Does what private equity professionals do help or hurt the infobesity problem? Is there an infobesity problem?
First some background.
Over the past decade or so, the amount of digital and analog information in the world has grown at an exponential rate. One estimate of the total amount of information in the world is about 295 exabytes, or about 315 times the number of grains of sand in the world (as a side note, the amount of digital and analog information is still dwarfed by the amount of information nature contains, with digital and analog amounting to about 1 percent of the total information DNA contains).
With such large and growing amounts of information available, one shouldn’t be surprised that corporations and individuals try to use information for a competitive edge. Of course, with the additional resources and the potential of benefit comes costs. The costs potentially include decreased corporate agility, decreased timeliness, and wasted time on unfruitful analysis of “big data”.
Not surprisingly, corporate executives generally take the cautious approach, meaning more information is better than less. This practice leads to managers and decision-makers consuming and analyzing large quantities of data before decisions are made. The extra time spent analyzing large data sets before making a decision is known as infobesity.

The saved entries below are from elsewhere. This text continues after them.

PR #1131, opened 2026-04-29
pyproject: add missing pandas dependency

pjonsson:
This package is used by summarise.

----
📚 Documentation preview 📚: https://datacube-explorer--1131.org.readthedocs.build/en/1131/


Ariana-B (approved):
I think we may also need to add werkzeug to our dependencies.

pjonsson:
> I think we may also need to add werkzeug to our dependencies.

You're right, added that in a second commit!

PR #1159, opened 2026-06-02
Catch query timeouts

SpacemanPaul:
Support Query timeouts, as available from ODC 1.9.20.

1) Refactor and cleanup of Explorer index layer to use new execution methods exposed in core driver layer.
2) Add error handler for QueryTimeout error
3) Bypass the `inject_globals` context handler when rendering 5xx error pages.

Tests pass for the refactor and cleanup.  The current database test utils are not well adapted to testing timeouts - I need to think a bit more about how to test systematically.

Also forgot to run mypy - I knew that was going to be "fun".

----
📚 Documentation preview 📚: https://datacube-explorer--1159.org.readthedocs.build/en/1159/


pjonsson:
This is a big PR, can you cherry-pick the first two commits that just refactors things without changing any functionality and put them in a separate PR so it's easier to review those in isolation first?

SpacemanPaul:
> This is a big PR, can you cherry-pick the first two commits that just refactors things without changing any functionality and put them in a separate PR so it's easier to review those in isolation first.

Good call.

PR #1161, opened 2026-06-02
Prevent inject_globals being called on 500 errors.

SpacemanPaul:
500 errors do not render the full template and do not need globals injected.

Add a util method to render directly with Jinja, bypassing Flask's context processors.

----
📚 Documentation preview 📚: https://datacube-explorer--1161.org.readthedocs.build/en/1161/

### DIFF
--- a/cubedash/_utils.py
+++ b/cubedash/_utils.py
@@ -43,6 +43,7 @@ if TYPE_CHECKING:
 
     from datacube.index.fields import Field
     from datacube.model import Dataset, Product
+    from flask import Flask
     from odc.geo import Geometry
     from shapely.geometry.base import BaseGeometry
     from werkzeug.datastructures import MultiDict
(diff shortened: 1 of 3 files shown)


cubedash/_utils.py
```diff
@@ -96,6 +96,13 @@ def render(template, **context):
     return render_template(template, **context)
 
 
+def render_without_context_processors(app, template, **context):
+    # When e.g. rendering error pages, we don't want to trigger the context processors
+    # Use native Jinja template rendering instead (bypassing flask)
+    template = app.jinja_env.get_template(template)
```
pjonsson: Just `return app.jinja_env.get_template(template).render(**context)` to avoid the re-assignment of template (and giving the template variable multiple types).

cubedash/_utils.py
```diff
@@ -96,6 +96,13 @@ def render(template, **context):
     return render_template(template, **context)
 
 
+def render_without_context_processors(app, template, **context):
```
pjonsson: I'm not sure if we have anything useful for types of the generic stuff, but at least `app` should be of type `flask.Flask`, right?

cubedash/_utils.py
```diff
@@ -43,6 +43,7 @@
 
     from datacube.index.fields import Field
     from datacube.model import Dataset, Product
+    from flash import Flask
```
pjonsson: Typo?

pjonsson (approved):

PR #1162, opened 2026-06-02
Catch timeouts

SpacemanPaul:
Handle Timeouts

includes the refactor in #1163 - in draft until that is merged, otherwise ready for review.

- ensure that all query timeouts will be caught
- handle QueryTimeout exceptions at the flask level.

Configure Flask to handle QueryTimeout exceptions.

----
📚 Documentation preview 📚: https://datacube-explorer--1162.org.readthedocs.build/en/1162/

### DIFF
--- a/cubedash/index/postgis/_api.py
+++ b/cubedash/index/postgis/_api.py
@@ -5,7 +5,12 @@ from typing import Any
 import shapely.ops
 import structlog
 from cachetools.func import lru_cache
-from datacube.drivers.common_psql import as_role, create_schema, has_roles
+from datacube.drivers.common_psql import (
+    as_role,
+    catch_timeout,
+    create_schema,
+    has_roles,
+)
 from datacube.drivers.postgis._api import PostgisDbAPI
 from datacube.drivers.postgis._fields import SimpleDocField
 from typing_extensions import override
@@ -814,7 +819,7 @@ class ExplorerIndex(ExplorerAbstractIndex):
     def spatial_select_query(
         self, clauses: Sequence[Label | ClauseElement], full: bool = False
     ) -> Select:
-        query = select(*clauses)
+        query = select(*clauses)  # type: ignore[arg-type]
         if full:
             return query.select_from(DatasetSpatial).join(
                 ODC_DATASET, onclause=ODC_DATASET.id == DatasetSpatial.id
@@ -838,6 +843,7 @@ class ExplorerIndex(ExplorerAbstractIndex):
             )
 
     @override
+    @catch_timeout
     def schema_compatible_info(self, for_writing_operations_too=False):
         """
         Schema compatibility information
@@ -855,6 +861,7 @@ class ExplorerIndex(ExplorerAbstractIndex):
             )
 
     @override
+    @catch_timeout
     def create_schema(self) -> bool:
         # Ensure ODC roles exist (roles were formerly optional but not using them is now deprecated)
         with self.engine.connect() as conn:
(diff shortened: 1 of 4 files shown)


pjonsson (dismissed):
There is a reasonably large change in this PR that updates how connections are used, and the types for the abstract class and its subclasses.

I don't doubt that you got it right since you made the changes, but could you split that part out into its own PR to make it easier to review?

cubedash/summary/_stores.py
```diff
@@ -459,7 +459,10 @@ def refresh_product_extent(
         if product.id is None:
             return None
         # if change_count or force_dataset_extent_recompute:
-        earliest, latest, total_count = self.e_index.product_time_overview(product.id)
+        _oview = self.e_index.product_time_overview(product.id)
+        if _oview is None:
+            raise ValueError(f"No product summary for {product.name!r}")
```
pjonsson: I think the `None` return type of this function is for failure, so this should return that.

cubedash/summary/_summarise.py
```diff
@@ -70,11 +70,11 @@ def calculate_summary(
...
 
-        rows = self.e_index.srid_summary(where_clause).fetchall()
-        log.debug("summary.query.done", srid_rows=len(rows))
-
-        assert len(rows) == 1
-        row = dict(rows[0]._mapping)
+        _row = self.e_index.srid_summary(where_clause)
+        log.debug("summary.query.done")
+        if _row is None:
+            raise ValueError(f"No summary found for {product_name} {time}")
```
pjonsson: Add a `| None` to the return type instead and handle the possibility of failure in the caller(s), getting an error here and raising an exception will just make things crash in a different place than they used to.

cubedash/index/postgis/_api.py
```diff
@@ -443,23 +455,24 @@ def collections_search_query(
...
             if latest_arrival_date is None:
                 raise EmptyDbError()
 
             datasets_since_date = (latest_arrival_date - period_length).date()
 
             # shouldn't this be getting from odc.dataset combined with dataset_spatial?
             # no point returning datasets that have been added in the odc database but not the cubedash one
-            return conn.execute(
-                text("""
+            return list(
```
pjonsson: Doesn't `fetchall()` already have a return type of `Sequence[something]`?

cubedash/index/postgis/_api.py
```diff
@@ -739,8 +752,8 @@ def upsert_datasets(
         column_values: dict[str, Label],
         after_date: datetime | None,
     ) -> int:
-        column_values["id"] = ODC_DATASET.id
-        column_values["product_ref"] = ODC_DATASET.product_ref
+        column_values["id"] = ODC_DATASET.id  # type: ignore[assignment]
```
pjonsson: Nothing was changed in this method, why are the type ignores suddenly required?

SpacemanPaul:
> There is a reasonably large change in this PR that updates how connections are used, and the types for the abstract class and its subclasses.
> 
> I don't doubt that you got it right since you made the changes, but could you split that part out into its own PR to make it easier to review?

I'm not sure what will be left, but I'll see if I can break it down further.

Edit, refactor moved to #1163  this PR can be merged after that.

cubedash/index/postgis/_api.py
SpacemanPaul: Good question.  There were a few mypy errors that made no sense to me.

Ariana-B (approved):

PR #1163, opened 2026-06-02
Connection usage cleanup and API refactor.

SpacemanPaul:
Another split off from the original monolithic catch-timeout PR.

This one just includes the refactor of the abstract API interface and cleanup of connection usage.

----
📚 Documentation preview 📚: https://datacube-explorer--1163.org.readthedocs.build/en/1163/


cubedash/index/postgis/_api.py
```diff
@@ -787,7 +791,7 @@ def synthesize_dataset_footprint(
                     }
                     for id_, sat_path, sat_row in rows
                 ],
-            )
+            ).rowcount
```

The effects of infobesity on agility and quickness in making good decisions has been compared to the effect bad cholesterol has on the clogging of the flow of blood through the arteries. With this background in mind, when discussing infobesity, there are two camps.
In one group are individuals who make the aforementioned “paralysis by analysis” claims, readily accepting that too much information is an unhealthy corporate practice. Individuals in this group include fast-paced corporate executives concerned about the competition who generally have a greater understanding of first mover advantage and the benefits of timeliness.

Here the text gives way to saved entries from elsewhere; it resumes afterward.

PR #1164, opened 2026-06-03
Remove recursive query from raw metadata.

SpacemanPaul:
- don't call get with include_sources
- use new core methods to do simple shallow read of lineage for raw dataset metadata
- Always write EO3-style id-only lineage on EO-format datasets in raw dataset metadata

----
📚 Documentation preview 📚: https://datacube-explorer--1164.org.readthedocs.build/en/1164/

### DIFF
--- a/cubedash/_utils.py
+++ b/cubedash/_utils.py
@@ -815,13 +815,6 @@ EODATASETS_PROPERTY_ORDER = [
     "lineage",
     "product_flags",
 ]
-EODATASETS_LINEAGE_PROPERTY_ORDER = [
-    "algorithm",
-    "machine",
-    "ancillary_quality",
-    "ancillary",
-    "source_datasets",
-]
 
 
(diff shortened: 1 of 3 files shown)


cubedash/_utils.py
```diff
@@ -721,25 +728,6 @@ def get_property_priority(ordered_properties: list, keyval):
         )
     )
 
-    # Order any embedded ones too.
-    if "lineage" in ordered_metadata:
-        ordered_metadata["lineage"] = dict(
-            sorted(
-                ordered_metadata["lineage"].items(),
-                key=functools.partial(
-                    get_property_priority, EODATASETS_LINEAGE_PROPERTY_ORDER
```
Ariana-B, line 730: Should be able to delete `EODATASETS_LINEAGE_PROPERTY_ORDER`

Ariana-B (approved):

PR #1173, opened 2026-06-07
pyproject: require Python 3.12

pjonsson:
Python 3.10 is reaching end of life
at the end of October this year
and it's getting increasingly harder
to keep the support going, so bump
the required Python to 3.12.

----
📚 Documentation preview 📚: https://datacube-explorer--1173.org.readthedocs.build/en/1173/

### DIFF
--- a/cubedash/_stac.py
+++ b/cubedash/_stac.py
@@ -2,7 +2,7 @@ from __future__ import annotations
 
 import json
 import uuid
-from datetime import datetime, timedelta, timezone
+from datetime import UTC, datetime, timedelta
 from datetime import time as dt_time
 from functools import partial
 from typing import Any, TypeAlias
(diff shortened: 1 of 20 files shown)


cubedash/_stac.py
```diff
@@ -86,8 +86,8 @@ def dissoc_in(d: dict, key: str):
 
 def utc(d: datetime):
```
pjonsson, line 87: We have multiple copies of these functions, but that is not an issue from this PR, so let's sort that out after this is merged.

pjonsson:
Rebased against latest develop, and added a commit on top that makes the CI run MyPy on more files.

Also discovered that we should be depending on the backend-sqlalchemy optional of pygeofilter which has nothing to do with Python 3.12, but since that changes uv.lock I added the commit here to avoid merge conflicts just before the release.

cubedash/index/postgis/_api.py
```diff
@@ -760,8 +759,8 @@ def upsert_datasets(
         column_values: dict[str, Label],
         after_date: datetime | None,
     ) -> int:
-        column_values["id"] = ODC_DATASET.id
-        column_values["product_ref"] = ODC_DATASET.product_ref
+        column_values["id"] = ODC_DATASET.id  # type: ignore[assignment]
+        column_values["product_ref"] = ODC_DATASET.product_ref  # type: ignore[assignment]
         only_where = [
```
SpacemanPaul, line 764: Ha - these were the type hints I added and then removed on the big PR that got split into small ones.

SpacemanPaul (approved):

PR #1228, opened 2026-08-24
cubedash-gen: catch database errors

pjonsson:
This avoids printing a long backtrace
to the user when the database isn't
reachable.

----
📚 Documentation preview 📚: https://datacube-explorer--1228.org.readthedocs.build/en/1228/


pjonsson:
This should pass the tests once #1229 is merged.

Edit: Nope, #1229 is not it. I have no idea why the tests suddenly stopped working, but it's not caused by this PR.

Ariana-B (approved):

PR #20, opened 2021-01-14
Add support for submitting NPS responses

ice9js:
This patch further integrates the block with Crowdsignal by allowing to record NPS responses from the block.
A small side-effect of this PR is the block will now display correctly on every refresh when previewing a post or a page.

This time the new WP-API is a simple, almost 1:1 proxy for Crowdsignal's NPS response endpoint. The differences are the addition of a `checksum` field in the response, as well as the addition of a `nonce` field to the request.

Because the response is submitted in two steps and we're potentially allowing anyone to submit the requests to the WP API, it's important to protect ourselves from a case where it'd be possible for someone to alter someone else's response just by knowing the response ID.  
The solution for this is to use the response ID and the current respondent's nonce to create a checksum as soon as the rating is recorded that is to be submitted in all subsequent request.

# Testing

- Create an NPS block, fill in the important values, press the save button and publish the post.
- Verify the block uses the correct `viewThreshold` value when viewing the public page.
- Verify the block is displayed on every view when previewing the post.
- Try submitting a rating and closing the dialog. You should get a response for your survey in the Crowdsignal dashboard. The feedback should be empty.
- Try submitting a rating and feedback. The dialog should close after the feedback has been submitted. You should get a response with both the rating and the feedback inside the Crowdsignal dashboard.

Bonus: 
- Try manually submitting a feedback request using the responseID and checksum from another session. This should not work. Neither if you try to submit it using a valid nonce from a different session.

### DIFF
--- a/client/blocks/nps/attributes.js
+++ b/client/blocks/nps/attributes.js
@@ -35,7 +35,7 @@ export default {
 		default: __( 'Submit', 'crowdsignal-forms' ),
 	},
 	surveyId: {
-		type: 'string',
+		type: 'number',
 		default: null,
 	},
 	title: {
--- a/client/components/nps/feedback.js
+++ b/client/components/nps/feedback.js
@@ -1,16 +1,53 @@
 /**
  * External dependencies
  */
-import React from 'react';
+import React, { useState } from 'react';
 
-const NpsFeedback = ( { attributes } ) => (
-	<div className="crowdsignal-forms-nps__feedback">
-		<textarea className="crowdsignal-forms-nps__feedback-text" rows={ 6 } />
+/**
+ * Internal dependencies
+ */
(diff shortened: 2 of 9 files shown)


digitalwaveride:
Gave it another on run on Firefox... everything worked now regarding the saving behaviour as advertised! 🚀 

Two things I noticed, outside of the test-plan:

-> Voting a "0" is not counted! - I guess that is a known issue ... on the API side?

-> When showing the NPS block in preview mode, the block shows immediately 🤟  ... but the redirect after submitting the feedback question, does not forward me to the “post”, but it redirects to the “homepage” of the site. (that's not the case, when testing on a published post)

digitalwaveride (approved):

PR #21, opened 2021-01-19
Add NPS-specific toolbar options

ice9js:
This patch implements toolbar options specific to the NPS block. That is:

- Toggling the view between rating and feedback views.
- Setting the view threshold.

Note the icons are still only temporary.

Screen Shot 2021-01-18 at 10 29 27 PM

# Testing

- Add an NPS block, you should only see the rating view of the block. You can toggle between the rating and the feedback view using the 'Rating/Feedback' toggle in the toolbar.

- Click on the eye icon in the toolbar, you should see a popover with an input for the view threshold. Edit the number and verify your new value is saved and works correctly when the post is published.

### DIFF
--- a/client/blocks/nps/constants.js
+++ b/client/blocks/nps/constants.js
@@ -1,0 +1,4 @@
+export const views = {
+	RATING: 'rating',
+	FEEDBACK: 'feedback',
+};
--- a/client/blocks/nps/edit.js
+++ b/client/blocks/nps/edit.js
@@ -1,7 +1,7 @@
 /**
  * External dependencies
  */
-import React from 'react';
+import React, { useState } from 'react';
 import { pick, times } from 'lodash';
 
 /**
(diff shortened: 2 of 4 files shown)


digitalwaveride (approved):
Based on the test plan, all worked as advertised!

Two things I noticed:
- In "Preview" mode, the NPS block did not show immediately, but needed to pass the threshold.
- I was not able to submit the NPS block. Clicking submit button did nothing for me. No errors on console.

ice9js:
> Based on the test plan, all worked as advertised!
> 
> Two things I noticed:
> 
> * In "Preview" mode, the NPS block did not show immediately, but needed to pass the threshold.
> * I was not able to submit the NPS block. Clicking submit button did nothing for me. No errors on console.

These were only implemented in #20 which wasn't merged into the main feature branch yet.

PR #22, opened 2021-01-19
Add the results section to the NPS block sidebar

ice9js:
This patch updates the sidebar of the NPS block to add the results section. It also removes the viewThreshold from the sidebar which will be implemented as part of the toolbar (#21).  
The 'title' input inside the block has also been removed in favor of the `title` input inside the results area in the sidebar. It's populated with the rating question by default.

# Testing

- Add a new NPS block and focus it. You should see the results section in the sidebar.
- The results should be disabled until you save the block to the platform by clicking the `save` button on the block.
- Once the block is saved, the `View results` button should redirect you to the results page.

### DIFF
--- a/client/blocks/nps/edit.js
+++ b/client/blocks/nps/edit.js
@@ -2,7 +2,7 @@
  * External dependencies
  */
 import React, { useState } from 'react';
-import { pick, times } from 'lodash';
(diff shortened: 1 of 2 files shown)


digitalwaveride (approved):
All the things on the test plan work as promised!
🚀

In the second group are individuals who generally argue that big data may sometimes slow down decision-making, but the “sometimes” is far and few between, with the advantages of “big data” much greater than inefficient managers and corporate executives. Individuals in this camp include data scientists, researchers, and cautious corporate executives.
Who is right, and where does private equity fit into all this? The answer to the question on who is right largely depends on a number of factors, such as the industry, how quickly a strategy or decision is needed, personality of the firms’ executive officers, and the usefulness of the information. And although perspectives on how private equity plays a role vary widely, anyone connected with the private equity industry would likely agree with the general observation that private equity professionals are more interested in big data than most other professions, while the effect of big data on private equity professionals’ performance is more ambiguous.
Some private equity firms, without naming names, certainly get caught up in the “paralysis by analysis” trap, which lowers their overall returns, whereas others are quite good at digesting large amounts of information in a short time frame and then making a decision. The second guessing that big data makes possible is generally ignored. What is interesting in all this is that private equity firms likely are part of the problem rather than the solution. Private equity firms considering investments generally want more and more information. Target firms generally comply.
In any event, infobesity may or may not be a problem, with the private equity industry perhaps part of the problem rather than the solution, although there aren’t many industries more nimble than the private equity industry.